Mrs. Arbuthnot had not seen the creature before. But her instincts are swift and they are sure.

"Come with me," she said to the nurse. "Saunders will take you in the car to Dympsfield House. They will make up a bed for you in the day nursery and see that you get some warm food."

Hardly had the little girl suffered herself to be led away by the prospect of a new adventure before two men came towards the spot where I stood. They were grimy and dishevelled, and the upper part of their persons seemed to be enveloped in folds of wet blanket. They were staggering under a very large and unwieldy burden which was swathed in a material similar to that which they wore themselves.

With much care this object was deposited upon a Sheraton table, and then I found myself greeted by a familiar voice.

"Hullo, Arbuthnot! Didn't expect to see you here. Very good of you to come."

It was the voice of Fitz speaking with the almost uncanny insouciance of the wonderful night at Portland Place.
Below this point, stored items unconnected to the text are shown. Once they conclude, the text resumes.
PR #567, opened 2019-01-28
Part2: Openiddict: Init OpenIddict & Database Migration & Auth Policies

Kukks:


BTCPayServer/Extensions/OpenIddictExtensions.cs
```diff
@@ -0,0 +1,37 @@
...
+{
+    public static class OpenIddictExtensions
+    {
+        public static OpenIddictServerBuilder ConfigureSigningKey(this OpenIddictServerBuilder builder,
+            IConfiguration configuration)
+        {
+            
+            var file = Path.Combine(configuration.GetDataDir(), "rsaparams");
+                    
+            RSACryptoServiceProvider RSA = new RSACryptoServiceProvider(2048);
```
NicolasDorier: Does this generate a key? If yes, we should not do this RSA key generation is super computationally expensive.

BTCPayServer/BTCPayServer.csproj
```diff
@@ -58,6 +58,7 @@
     <PackageReference Include="NicolasDorier.StandardConfiguration" Version="1.0.0.18" />
     <PackageReference Include="Npgsql.EntityFrameworkCore.PostgreSQL" Version="2.1.2" />
     <PackageReference Include="OpenIddict" Version="2.0.0" />
+    <PackageReference Include="OpenIddict" Version="2.0.0" />
```
NicolasDorier: dups

BTCPayServer/Security/Policies.cs
```diff
@@ -8,7 +8,9 @@ namespace BTCPayServer.Security
 {
     public static class Policies
     {
+        
         public const string BitpayAuthentication = "Bitpay.Auth";
+        public const string Dynamic = "dynamic";
```
NicolasDorier: Why dynamic? `OpenIddictAuthentication` would make better sense?

NicolasDorier: nevermind, I understand...

NicolasDorier:
Can you rebase? I added some tests testing some authentication stuff.

BTCPayServer/Views/Account/Login.cshtml
```diff
@@ -59,7 +60,7 @@
                     <h4>Use another service to log in.</h4>
                     <hr />
                     @{
-                        var loginProviders = (await SignInManager.GetExternalAuthenticationSchemesAsync()).ToList();
```
NicolasDorier: maybe we can cleanup all of this, we don't use it.

BTCPayServer/Extensions/OpenIddictExtensions.cs
Kukks: It is a one-time thing and only creates it if the file does not exist.

Kukks:
rebased

BTCPayServer/Views/Account/Login.cshtml
```diff
@@ -1,5 +1,6 @@
 ﻿@using System.Collections.Generic
 @using System.Linq
+@using BTCPayServer.Security
```
NicolasDorier: can probably remove this.

Kukks:
updated @NicolasDorier

BTCPayServer/Hosting/BTCPayServerServices.cs
```diff
@@ -245,9 +241,40 @@ public static IServiceCollection AddBTCPayServer(this IServiceCollection service
         
         private static void AddBtcPayServerAuthenticationSchemes(this IServiceCollection services, IConfiguration configuration)
         {
-            services.AddAuthentication()
+            JwtSecurityTokenHandler.DefaultInboundClaimTypeMap.Clear();
+            JwtSecurityTokenHandler.DefaultOutboundClaimTypeMap.Clear();
+
+            services.AddAuthentication(options =>
+                {
+                    options.DefaultAuthenticateScheme =  Policies.Dynamic;
```
NicolasDorier: I am not comfortable with this.
What if OpenIddict is not well configured, the hacker inject a `Authorization` header to force `JwtBearerDefaults.AuthenticationScheme`  authentication and gain access to everything?

Why can't we just precise explicitly at controller level, the policy we want to use?

Kukks: I've removed the Dynamic policy

PR #568, opened 2019-01-28
Part3: OpenIddict: Add Flows Event Handlers

Kukks:


Kukks:
@NicolasDorier  rebased this now

BTCPayServer.Tests/AuthenticationTests.cs
```diff
@@ -0,0 +1,96 @@
...
+                user.GrantAccess();
+
+                await GetAccessTokenByPasswordGrant(tester, user);
+            }
+        }
+
+        private static async Task<OpenIdConnectResponse> GetAccessTokenByPasswordGrant(ServerTester tester,
+            TestAccount user)
+        {
+            using (var httpClient = new HttpClient())
```
NicolasDorier: use `tester.CreateClient()` or something like this.

NicolasDorier:
Need rebase

Kukks:
Rebased, I will be adding tests for each handler, at least as much as I can. Are there any specific tests you'd like to see for these @NicolasDorier ?

NicolasDorier:
@Kukks yes, basically think about how we will document this stuff for people.

As far as I understand OpenId does not allow anything more, except if you specifically specify it at the controller level?

It would be nice for this PR to have at least 1 new API using this feature.
I propose the simplest one: `GetStatus` returning the `NBXplorerDashboard` infos.

Kukks:
Yup, just keep in mind that even when this PR is merged in, there is still no way for users to create clients in order to make use of open id authorizations( that's in part 4)

NicolasDorier:
@Kukks that's fine, if that's not implemented in UI yet, it is not needed for the tests.

NicolasDorier:
@Kukks ha, I did not checked by can you make the Password flow disabled by default (then activable in the user's settings later?)

NicolasDorier:
I will take a look, I don't like changing the default. One fuckup and people's server settings are open on the wide.

Kukks:
I have a few more flows to test against and then I will improve on that dynamic policy default and make it less intrusive

Kukks:
It now has tests for all flows (Password, Client Credentials, Implicit, Code, Refresh). When creating an API client, you need to specify which flows are allowed( so the password flow needs to be specifically chosen). I've had to re-add the dynamic policy because I think I found a .net core bug where the authorization filter priority is not consistent depending on where the attribute is defined in controllers but I have made it more restrictive( JWT bearer is only allowed when URL  starts with `/api` and has the `Authorization Bearer xxx` header)

NicolasDorier:
I think you are mixing the concept of Policies with the concept of AuthenticationScheme. Will try to play around.

NicolasDorier:
Ok what about this: You change the default authenticationScheme as one scheme that always fail.
That basically force people to specify clearly which scheme is needed everywhere, my last commit does that.

BTCPayServer.Tests/UnitTest1.cs
```diff
@@ -230,9 +230,7 @@ public void CanCalculateCryptoDue()
 
             entity.Payments.Add(new PaymentEntity()
             {
-                Output = new TxOut(Money.Coins(0.5m), new Key()),
```
NicolasDorier: Can you stop changing that back and forth? Before it was on one line, then you formatted to be on several line, and now you put back on one line.

BTCPayServer.Tests/AuthenticationTests.cs
```diff
@@ -0,0 +1,351 @@
...
+
+        [Fact]
+        [Trait("Integration", "Integration")]
+        public void CanGetOpenIdConfiguration()
+        {
+            using (var tester = ServerTester.Create())
+            {
+                tester.Start();
+                var url = new Uri(tester.PayTester.ServerUri, "/.well-known/openid-configuration");
+                using (var wc = new WebClient())
```
NicolasDorier: Use `tester.PayTester.HttpClient`

NicolasDorier:
everything fail @kukks

NicolasDorier:
Rebase,it was maybe my fault as I broke the build at one point.

BTCPayServer/Hosting/Startup.cs
```diff
@@ -142,6 +163,10 @@ private void ConfigureOpenIddict(IServiceCollection services)
                 })
                 .AddServer(options =>
                 {
+                    if (_Env.IsDevelopment())
+                    {
+                        options.DisableHttpsRequirement();
```
NicolasDorier: mmmh what is requiring this? Because it will not work on Tor.

BTCPayServer.Tests/UnitTest1.cs
```diff
@@ -253,20 +251,15 @@ public void CanCalculateCryptoDue()
...
-                Accounted = true,
-                NetworkFee = 0.1m
+                Output = new TxOut(Money.Coins(0.6m), new Key()), Accounted = true, NetworkFee = 0.1m
             });
 
             accounting = paymentMethod.Calculate();
             Assert.Equal(Money.Zero, accounting.Due);
             Assert.Equal(Money.Coins(1.3m), accounting.TotalDue);
 
-            entity.Payments.Add(new PaymentEntity()
```
NicolasDorier: please remove those changes.

BTCPayServer/BTCPayServer.csproj
```diff
@@ -1,6 +1,6 @@
-﻿<Project Sdk="Microsoft.NET.Sdk.Web">
-  <Import Project="../Build/Version.csproj" Condition="Exists('../Build/Version.csproj')" />
-  <Import Project="../Build/Common.csproj" />
+<Project Sdk="Microsoft.NET.Sdk.Web">
+  <Import Project="../Version.csproj" Condition="Exists('../Version.csproj')" />
```
NicolasDorier: revert this

NicolasDorier:
tests still break, just rebase pelase

Kukks:
Should be ok now

NicolasDorier:
OK looking at it... again :D

NicolasDorier:
Seems almost good!

* `AuthorizationCode_RefreshTokenGrantTypeEventHandler` should be splitted into two classes (or alternatively, put all the handlers into 1 class)
* Need to test `Logout`
* `AuthorizationEventHandler`, ` OpenIddictConstants.Errors.ServerError` is for bugs, should be InvalidGrant or something else.

NicolasDorier:
tests not passing

Kukks:
tests pass now :)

He cast off the curious wrappings which encumbered his head, and said to his companion, who was in similar guise, "I'm afraid it has us beat. The sooner we get out of this kit the better."

There came an incoherent growl out of the folds of wet blanket.

"Why, Coverdale!" I said in astonishment.

"I think we ought to make a sporting dash for that Holbein," said the growl, becoming coherent. "That is, if you are quite sure it isn't a forgery."

"Personally I think it is," said Fitz, in his voice of unnatural calm. "But my father always believed it to be genuine."